If you cast your eyes toward the constellation Cygnus, you’ll be looking in the direction of the largest planet yet discovered around a double-star system. It’s too faint to see with the naked eye, but a team led by astronomers from NASA’s Goddard Space Flight Center and San Diego State University (SDSU) used the Kepler Space Telescope to identify the new planet, Kepler-1647 b. The discovery was announced June 13 in San Diego, at a meeting of the American Astronomical Society.
Planets that orbit two stars are called circumbinary planets, or sometimes “Tatooine” planets, after Luke Skywalker’s homeland in “Star Wars.” Using NASA’s Kepler telescope, astronomers look for slight dips in brightness that hint a planet might be transiting in front of a star, blocking some of the star’s light.
“But finding circumbinary planets is much harder than finding planets around single stars,” said SDSU astronomer William Welsh, one of the paper’s coauthors. “The transits are not regularly spaced in time and they can vary in duration and even depth.”
Once a candidate planet is found, researchers employ advanced computer programs to determine if it really is a planet. It can be a grueling process. Laurance Doyle, a coauthor on the paper and astronomer at the SETI Institute, noticed a transit back in 2011. But more data and several years of analysis were needed to confirm the transit was indeed caused by a circumbinary planet. A network of amateur astronomers in the KELT Follow-Up Network provided additional observations that helped the researchers estimate the planet’s mass. The research has been accepted for publication in the Astrophysical Journal with Veselin Kostov, a NASA Goddard postdoctoral fellow, as lead author. This work was supported in part by grants from NASA. A preprint of the paper can be found here.
"As an amateur being involved in the KELT follow-up network giving my contribution to the discovery of 'new worlds' is amazing. I'm very proud to be able to contribute," said Joao Gregorio, an amateur astronomer from Portugal and the paper's coauthor.
|Comparison of the relative sizes of several Kepler circumbinary planets. Kepler-1647 b is substantially larger than any of the previously known circumbinary planets. Credits: Lynette Cook|
"The goal of KELT is to discover more planets that are transiting the brightest stars we can see. In essence, those give us the very rare, very valuable planets," said Eric L.N. Jensen, professor of astronomy at Swarthmore College.

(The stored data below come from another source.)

PR #432, opened 2020-12-02
MFCC Energy Extractor

adelavega:
WIP. This is a skeleton for Darius to give it a shot if he wants to. Otherwise I'm happy to finish this. @jsmentch


jsmentch:
tagging in @darius522

darius522:
@adelavega Hi Alejandro. Happy to give this a shot. Looks like I don't have the wright permission for that pr yet.

adelavega:
@darius522 I invited you to my fork, hopefully that fixes the issue. Happy to answer any questions you have otherwise. You can also fork my fork, and then do a new PR to here if you want

darius522:
As suggested per the initial extractor skeleton, the implementation extracts the two features by dct'ing the low and high quefrency spectrum. Although MFCCs are commonly used to describe timbre (although a bit less for f0 estimation), I'd like to open the discussion to other alternate approaches, which could potentially improve the accuracy and/or the efficiency of the extractor.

Kepler-1647 b is 3,700 light-years away and approximately 4.4 billion years old, roughly the same age as the Earth. The stars are similar to the Sun, with one slightly larger than our home star and the other slightly smaller. The planet has a mass and radius nearly identical to that of Jupiter, making it the largest transiting circumbinary planet ever found.
“It’s a bit curious that this biggest planet took so long to confirm, since it is easier to find big planets than small ones,” said SDSU astronomer Jerome Orosz, another coauthor on the study. “It took so long to confirm because its orbital period is so long.”
The planet takes 1,107 days (just over 3 years) to orbit its host stars, the longest period of any confirmed transiting exoplanet found so far. The planet is also much further away from its stars than any other circumbinary planet, breaking with the tendency for circumbinary planets to have close-in orbits. Interestingly, its orbit puts the planet within the so-called habitable zone. Like Jupiter, however, Kepler-1647 b is a gas giant, making the planet unlikely to host life. Yet if the planet has large moons, they could potentially be suitable for life.
“Habitability aside, Kepler-1647 b is important because it is the tip of the iceberg of a theoretically predicted population of large, long-period circumbinary planets,” Welsh said.
"The detection of Kepler-1647 b has been very special to us because after several years of developing a theoretical framework for the formation and evolution of circumbinary planets, we have finally found the objects predicted by our models" said University of Hawaii astronomer Nader Haghighipour.